梨野礫・著作集

古稀を過ぎた老人が、これまでに綴った拙い文章の数々です。お読み捨てください。

脱テレビ宣言・検証・《珠玉のコマーシャル》

 テレビ番組、とりわけコマーシャルには醜悪な画像が満ちあふれている。コマーシャルの値段は1本15秒で15万円(×視聴率)といわれている。仮に視聴率10%番組のコマーシャルは1秒あたり1000円という計算になる。そこでそれを支払うスポンサー(並びに制作担当者たち)は、その15秒間に可能な限り多くの情報を盛り込もうとする。関心をひくための音響のみならず、画像も点滅、早送りなどなど様々な技術を駆使して、ただひたすら「見せること」「聞かせる」ことに腐心しているようだ。視聴者は、それらの情報を「浴びる」ことによって、本来の感性を蝕まれていくことについては、すでに述べた。

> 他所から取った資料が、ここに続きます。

PR #572, opened 2016-08-16
Fix Environment and EnvironmentSpec duplication

### LINKED ISSUE #545: Environment and EnvironmentSpec duplication
I've found that S2I has two exactly the same structures for representing environment variable: [`Environment`](https://github.com/openshift/source-to-image/blob/9350cd1ef8afc9c91dcdc96e1d972cbcc6f36181/pkg/scripts/environment.go#L14-L18) and [`EnvironmentSpec`](https://github.com/openshift/source-to-image/blob/9350cd1ef8afc9c91dcdc96e1d972cbcc6f36181/pkg/api/types.go#L238-L242).

I think that we don't need to have both and one of them should be superseded by another.

php-coder:
PTAL @bparees 

Let me know if you think that I also should rename `EnvironmentSpec` to `Environment`.

Fixes #545

### DIFF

(「テレビの大罪・コマーシャル参照」) 
 そんな折り、従来のコマーシャルとは一線を画す、珠玉のコマーシャルが存在する。大和証券の「プレイング・フォー・チェンジ」(音楽は世界をひとつにする)である。文字通り、世界各地の路上で、一つの曲を、一人一人のミュージシャンが歌い、奏でる場面を繋ぐだけの画像に過ぎない。商品の紹介、宣伝などは一切ない。そのシンプルな内容に私は惹かれるのである。コマーシャルの本道は、良質な番組を提供することである。おのれの存在(自己主張)はあくまで控え、ひたすら(人類の)文化の向上に徹する姿勢こそが、今、スポンサーに求められているのではないだろうか。(2017.8.6)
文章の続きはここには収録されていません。